Scrub the white stuff off with Windex first, and then proceed with buffing with Brasso and a soft rag.
T.
Back in the mid sixties (1960s) I worked at Bendix Aerospace in Teterboro NJ...
We had seven (7) Bendix manufacturing plants all in about a one (1) square mile area!
... with ELEVEN thousand (11,000) employees!!
... that's like a small city of people!!!!
Anyway ....suffice it to say... that there was a great deal of electronic soldering going on there everyday.
.. and ...every "wire-former" woman/person who was soldering anything had a small bottle of some kind of clear, banana-smelling, flux cleaner fluid to clean up each solder joint.
.. AND every one of them also had one of those flux/acid brushes to scrub the solder joint clean with that banana-oil stuff.
..and with their wire snips they'd cut those bristles right down to a nub, practically, to get maximum scrubbing action.
...so ends my tale... and they all lived happily ever after..
marv
::Hi all,I have a Westinghouse H-397T5 with maroon knobs.I just need to know if any thing will get the mold/discoloration off the knobs.They have a funny white color to them.Thanks ahead for any info.The help I have gotten in the past has been great.
:On all plastic knobs, I have a standard procedure of placing them in a small glass jar with 2 tablets of Efferdent false teeth cleaning tablets overnight.

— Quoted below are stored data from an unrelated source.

PR #13885, opened 2024-06-18
[XLA:GPU] Allow user to change command buffer trace cache capacity

shawnwang18:
Allow user to set the command buffer trace cache size, increasing the cache size may sometimes reduces the chances of doing command buffer tracing for updating command buffer instance.

### DIFF
--- a/xla/service/gpu/runtime/command_buffer_cmd.cc
+++ b/xla/service/gpu/runtime/command_buffer_cmd.cc
@@ -38,6 +38,7 @@ limitations under the License.
 #include "absl/strings/string_view.h"
 #include "absl/synchronization/mutex.h"
 #include "absl/types/span.h"
+#include "xla/debug_options_flags.h"
 #include "xla/executable_run_options.h"
 #include "xla/ffi/call_frame.h"
 #include "xla/ffi/ffi_api.h"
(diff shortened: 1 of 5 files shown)


xla/xla.proto
```diff
@@ -824,7 +824,12 @@ message DebugOptions {
   // unsafe flag.
   bool xla_gpu_unsafe_pipelined_loop_annotator = 309;
 
-  // Next id: 310
+  // The command buffer trace cache size, increasing the cache size may "
+  //  "sometimes reduces the chances of doing command buffer tracing for "
+  //  "updating command buffer instance."
+  int64 xla_cmd_buffer_trace_cache_capacity = 310;
```
ezhulenev, line 830: `xla_cmd_buffer_trace_cache_size` as your refer to it as size anyway

xla/service/gpu/runtime/command_buffer_cmd.cc
```diff
@@ -429,8 +430,13 @@ absl::Status TracedCommandBufferCmd::AddTracedCommandBuffer(
     const Thunk::ExecuteParams& execute_params,
     const RecordParams& record_params, se::CommandBuffer* command_buffer,
     absl::FunctionRef<absl::Status(se::Stream*)> trace) {
-  auto traced_cmd = record_params.state.GetOrCreate<TracedCommandBuffer>(
-      this, [&] { return std::make_unique<TracedCommandBuffer>(buffers()); });
+
+  const auto& debug_options = xla::GetDebugOptionsFromFlags();
```
ezhulenev, line 434: You should move `GetDebugOptionsFromFlags` into lambda because it can be very expensive and now you execute it on every graph re-capture

ezhulenev (approved):

reedwm:
@shawnwang18 can you add a test? Our internal infrastructure now requires all changes have a test, or requires us to add an explanation on why a test is unneeded. And of course, adding tests is good in general.

I have little context on this change, but `xla_cmd_buffer_trace_cache_size` seems to simply affects performance. So if directly testing the buffer trace cache size is difficult, I think writing a test that changes the flag and checks XLA still runs correctly is sufficient.

xla/xla.proto
```diff
@@ -826,7 +826,12 @@ message DebugOptions {
 
   string xla_gpu_per_fusion_autotune_cache_dir = 310;
 
-  // Next id: 311
+  // The command buffer trace cache size, increasing the cache size may "
```
reedwm, line 829: Remove double-quotation at end of line

shawnwang18: Fixed

ezhulenev (approved):

PR #18389, opened 2024-10-16
[PJRT:GPU] Fix pinned memory space ids

jaro-sevcik:
The memory space ids should be unique.

Duplicated memory space ids cause assertion failures if we try to use GPU client via IFRT proxy server. See https://github.com/openxla/xla/blob/3f6598f7d9d253b364a3316c8a532f7addebc207/xla/python/ifrt_proxy/server/ifrt_backend.cc#L314


cheshire:
Could you expand PR description to note what bugs the current behavior is causing?

cheshire:
Sorry I've meant commit description, so we have it in history.

jaro-sevcik:
> Sorry I've meant commit description, so we have it in history.

The first comment is the commit description, no? (I have updated that one.)

cheshire (approved):

PR #18404, opened 2024-10-16
[XLA:Python] Release GIL around CopyToHostBuffer in CopyToHostAsync

kevinji:
`CopyToHostBuffer` can cause GIL contention, so release the GIL before running the function. `value_.mutable_data()` points to the data buffer of the Numpy array, so I believe it is safe to drop the GIL here.

The GIL used to be dropped in `CopyToHostAsync` but was removed in #10017.


kevinji:
@hawkinsp anything I can do to help with reviewing this PR?

hawkinsp (approved):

Then you can start buffing and caressing them with other proprietary rubs.
If you have access to Novus #1 plastic polish, it will work, otherwise, follow the suggestions already listed.
There is a mutlti-surface plastic cleaner available at Home Depot that may also work (Pledge brand-blue spray bottle). It is relatively inexpensive and works well cleaning glass and plastic surfaces.